As noted in Ethical Issues in Prosecution, "The first, best, and most effective shield against injustice for an individual accused, or society in general, must be found not in the persons of defense counsel, trial judge, or appellate jurist, but in the integrity of the prosecutor . . . . The prosecutor does not represent the victim of a crime, the police, or any individual. Instead, the prosecutor represents society as a whole." (Pg. 36) The Prosecutor's Code of Professional Responsibility is violated if the prosecutor is involved with any conflict of interest, improper disposition of criminal charges, abuse of discretion in charging, and improper plea discussions. In the present instance from the facts presented, it appears that the prosecutor by extracting from defendants sums of money in exchange for plea bargains is involved in both conflict of interests in securing financial gain for his office and in improper plea discussions wherein similarly situated defendants are not afforded equal plea agreement opportunities irrespective of their financial situation.
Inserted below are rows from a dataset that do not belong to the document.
PR #432, opened 2017-10-28
port overlay-lists

brotzeit:

PR #536, opened 2017-12-11
[WIP] Port overlay-recenter to Rust

### LINKED ISSUE #433: Port overlay-recenter to Rust
```c
DEFUN ("overlay-recenter", Foverlay_recenter, Soverlay_recenter, 1, 1, 0,
       doc: /* Recenter the overlays of the current buffer around position POS.
That makes overlay lookup faster for positions near POS (but perhaps slower
for positions far away from POS).  */)
  (Lisp_Object pos)
{
  ptrdiff_t p;
  CHECK_NUMBER_COERCE_MARKER (pos);

  p = clip_to_bounds (PTRDIFF_MIN, XINT (pos), PTRDIFF_MAX);
  recenter_overlay_lists (current_buffer, p);
  return Qnil;
}
```

dcluna:
This fixes #433.

### DIFF
--- a/rust_src/remacs-sys/lib.rs
+++ b/rust_src/remacs-sys/lib.rs
@@ -546,9 +546,9 @@ pub struct Lisp_Buffer {
     // XXX in C, bitfield with two bools
     flags: u8,
 
-    overlays_before: *mut c_void,
-    overlays_after: *mut c_void,
-    overlay_center: ptrdiff_t,
+    pub overlays_before: *mut c_void,
+    pub overlays_after: *mut c_void,
+    pub overlay_center: ptrdiff_t,
 
     undo_list: Lisp_Object,
 }
--- a/rust_src/remacs-sys/lib.rs
+++ b/rust_src/remacs-sys/lib.rs
@@ -1257,7 +1257,7 @@ extern "C" {
     pub fn window_box_left_offset(w: *const Lisp_Window, area: glyph_row_area) -> c_int;
     pub fn window_menu_bar_p(w: *const Lisp_Window) -> bool;
     pub fn window_tool_bar_p(w: *const Lisp_Window) -> bool;
-
+    pub fn recenter_overlay_lists(buffer: *mut Lisp_Buffer, pos: ptrdiff_t);
 }
 
 /// Contains C definitions from the font.h header.
--- a/rust_src/src/buffers.rs
+++ b/rust_src/src/buffers.rs
@@ -175,10 +175,10 @@ pub struct LispOverlayRefIter(LispOverlayRef);
 impl Iterator for LispOverlayRefIter {
     type Item = LispOverlayRef;
     fn next(&mut self) -> Option<Self::Item> {
-        let next = LispOverlayRef::new((*self).0.next as *mut Lisp_Overlay);
-        if next.as_ptr().is_null() {
+        if (*self).0.as_ptr().is_null() {
             return None;
         }
+        let next = LispOverlayRef::new((*self).0.next as *mut Lisp_Overlay);
         Some(next)
     }
 }
@@ -385,7 +385,7 @@ pub fn recenter_overlay_lists(mut buf: LispBufferRef, pos: ptrdiff_t) {
                         None => set_buffer_overlays_after(buf, tail.as_ptr()),
                     }
                 }
-                _ => panic!("Unexpected value for toMoveAfter"),
+                _ => {}
             }
             tail = maybePrev.map_or(LispOverlayRef::new(ptr::null_mut()), |mut prev| {
                 LispOverlayRef::new(prev.as_mut())
@@ -394,7 +394,11 @@ pub fn recenter_overlay_lists(mut buf: LispBufferRef, pos: ptrdiff_t) {
             break;
         }
         maybePrev = Some(tail);
-        tail = LispOverlayRef::new(tail.next as *mut Lisp_Overlay);
+        tail = if tail.next.is_null() {
+            LispOverlayRef::new(ptr::null_mut())
+        } else {
+            LispOverlayRef::new(tail.next as *mut Lisp_Overlay)
+        }
     }
 
     maybePrev = None;
@@ -429,14 +433,18 @@ pub fn recenter_overlay_lists(mut buf: LispBufferRef, pos: ptrdiff_t) {
                         None => set_buffer_overlays_before(buf, tail.as_ptr()),
                     }
                 }
-                _ => panic!("Unexpected value for toMoveBefore"),
+                _ => {}
             }
             tail = maybePrev.map_or(LispOverlayRef::new(ptr::null_mut()), |mut prev| {
                 LispOverlayRef::new(prev.as_mut())
             });
         }
         maybePrev = Some(tail);
-        tail = LispOverlayRef::new(tail.next as *mut Lisp_Overlay);
+        tail = if tail.next.is_null() {
+            LispOverlayRef::new(ptr::null_mut())
+        } else {
+            LispOverlayRef::new(tail.next as *mut Lisp_Overlay)
+        }
     }
 
     (*buf).overlay_center = pos
--- a/rust_src/src/buffers.rs
+++ b/rust_src/src/buffers.rs
@@ -5,7 +5,7 @@ use std::{mem, ptr};
 
 use remacs_macros::lisp_fn;
 use remacs_sys::{EmacsInt, Lisp_Buffer, Lisp_Object, Lisp_Overlay, Lisp_Type, Vbuffer_alist};
-use remacs_sys::{make_lisp_ptr, nsberror, recenter_overlay_lists, set_buffer_internal};
+use remacs_sys::{make_lisp_ptr, nsberror, set_buffer_internal};
 
 use lisp::{ExternalPtr, LispObject};
 use lisp::defsubr;
@@ -323,7 +323,7 @@ pub fn overlay_recenter(pos: LispObject) -> LispObject {
         pos.as_fixnum_coerce_marker_or_error(),
         ptrdiff_t::max_value(),
     );
-    unsafe { recenter_overlay_lists(ThreadState::current_buffer().as_mut(), p) };
+    unsafe { recenter_overlay_lists(ThreadState::current_buffer(), p) };
     LispObject::constant_nil()
 }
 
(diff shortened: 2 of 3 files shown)


rust_src/src/buffers.rs
```diff
@@ -312,6 +313,20 @@ pub fn overlay_end(overlay: LispObject) -> LispObject {
...
+/// for positions far away from POS).
+#[lisp_fn]
+pub fn overlay_recenter(pos: LispObject) -> LispObject {
+    let p: ptrdiff_t = clip_to_bounds(
+        ptrdiff_t::min_value(),
+        pos.as_fixnum_coerce_marker_or_error(),
+        ptrdiff_t::max_value(),
+    );
+    unsafe { recenter_overlay_lists(ThreadState::current_buffer().as_mut(), p) };
+    return LispObject::constant_nil();
```
shaleh: No need for `return` here. I know, hard habit to break.

rust_src/remacs-sys/lib.rs
```diff
@@ -1247,6 +1247,7 @@ extern "C" {
     pub fn window_box_left_offset(w: *const Lisp_Window, area: glyph_row_area) -> c_int;
     pub fn window_menu_bar_p(w: *const Lisp_Window) -> bool;
     pub fn window_tool_bar_p(w: *const Lisp_Window) -> bool;
+    pub fn recenter_overlay_lists(buffer: *mut Lisp_Buffer, pos: ptrdiff_t);
```
shaleh: Did you want to give porting this function a shot?

dcluna: Good idea. If I manage to rewrite the original in Rust, I'll try to benchmark both versions, too.

shaleh: :+1:

shaleh: `LispOverlayRef` is in rust_src/src/buffer.rs. That is a good place to start. The start and end methods replace the `OVERLAY_START` and `OVERLAY_END` calls in the C code.

shaleh:
We have a gitter channel for remacs. You can seek help there if you get stuck. It is also ok to mark the PR as [WIP] and push code that isn't working yet. There is also a label for "help wanted" if you get most of the way there but need help with a problem.

rust_src/remacs-sys/lib.rs
dcluna: While reading the source for this code, I found [this](https://github.com/Wilfred/remacs/blob/master/etc/TODO#L263), which suggests that `recenter_overlay_lists` will be reimplemented in another way. Do you think it still makes sense to rewrite it in Rust, given that?

shaleh: That is a emacs TODO, not ours. Just FYI.

If you look at the upstream tree there is a branch for hacking on this. https://github.com/emacs-mirror/emacs/commits/feature/noverlay/src

Note that once we have finished porting Emacs to Rust we will be free to reimplement these internals.

rust_src/src/buffers.rs
```diff
@@ -320,6 +335,57 @@ pub fn overlay_buffer(overlay: LispObject) -> LispObject {
...
 
+pub fn recenter_overlay_lists(mut buf: LispBufferRef, pos: ptrdiff_t) {
+    // let mut overlay: LispObject;
+    let (mut prev, mut tail, mut next): (
+        Option<LispOverlayRef>,
+        LispOverlayRef,
+        Option<LispOverlayRef>,
+    ) = (
+        None,
+        LispOverlayRef::new((*buf).overlays_before as *mut Lisp_Overlay),
```
dcluna: Does this allocate? Or just wraps a pointer with a better API?

rust_src/src/buffers.rs
```diff
@@ -320,6 +335,57 @@ pub fn overlay_buffer(overlay: LispObject) -> LispObject {
...
+        None,
+    );
+    loop {
+        if tail.as_ptr() as ptrdiff_t == 0 {
+            break;
+        }
+        let (beg, end, curNext) = (tail.start(), tail.end(), tail.next);
+        if end.as_fixnum_coerce_marker_or_error() as ptrdiff_t > pos {
```
dcluna: This is almost a translation from the [original](https://github.com/Wilfred/remacs/blob/aabf185e251f8586e1e4003af7fc388dcbf537e8/src/buffer.c#L3327), but it doesn't seem right to implement an Iterator here, due to performance concerns. Does that make sense?

rust_src/src/buffers.rs
shaleh: A `LispOverlayRef` is a Rust type that wraps a C pointer. So yes, an allocation is made but not for the C data. We treat the `ExternalPtr` wrappers as free in the Rust code.

rust_src/src/buffers.rs
shaleh: I say get it working then consider an iterator. If this code is only used in one place I would not worry about the iterator. Unless of course the iterator makes the code easier/better/faster.

rust_src/src/buffers.rs
shaleh: `new` in Rust is an idiom for an initializer. It does not mean a heap allocation has necessarily been made.

rust_src/src/buffers.rs
```diff
@@ -320,6 +335,57 @@ pub fn overlay_buffer(overlay: LispObject) -> LispObject {
     marker_buffer(marker)
 }
 
+pub fn recenter_overlay_lists(mut buf: LispBufferRef, pos: ptrdiff_t) {
+    // let mut overlay: LispObject;
```
shaleh: i don't know that creating these 3 variables at once is cleaner than 3 let statements.

rust_src/src/buffers.rs
```diff
@@ -320,6 +335,57 @@ pub fn overlay_buffer(overlay: LispObject) -> LispObject {
...
+        Option<LispOverlayRef>,
+        LispOverlayRef,
+        Option<LispOverlayRef>,
+    ) = (
+        None,
+        LispOverlayRef::new((*buf).overlays_before as *mut Lisp_Overlay),
+        None,
+    );
+    loop {
+        if tail.as_ptr() as ptrdiff_t == 0 {
```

As noted in Ethical Issues in Prosecution at page 76, "The judiciary has a unique opportunity to observe prosecutorial misconduct and to take remedial action. The trial judge has a responsibility to manage litigation and to insure that not only is justice done, but that it appears to be done. Control and supervision of the advocates appearing before the bench may not always be an easy task, but the court does have the responsibility to exercise its inherent authority."
It is essential that the public have absolute confidence in the integrity and impartiality of our system of criminal justice. This requires that public officials not only in fact properly discharge their responsibilities but also that they avoid, as much as possible, the appearance of impropriety.
A judge may not sanction a plea bargain in a criminal case in which the prosecutor requires the defendant to pay a "costs of prosecution" fee to the prosecutor's office in return for a reduction or dismissal of the pending criminal offense.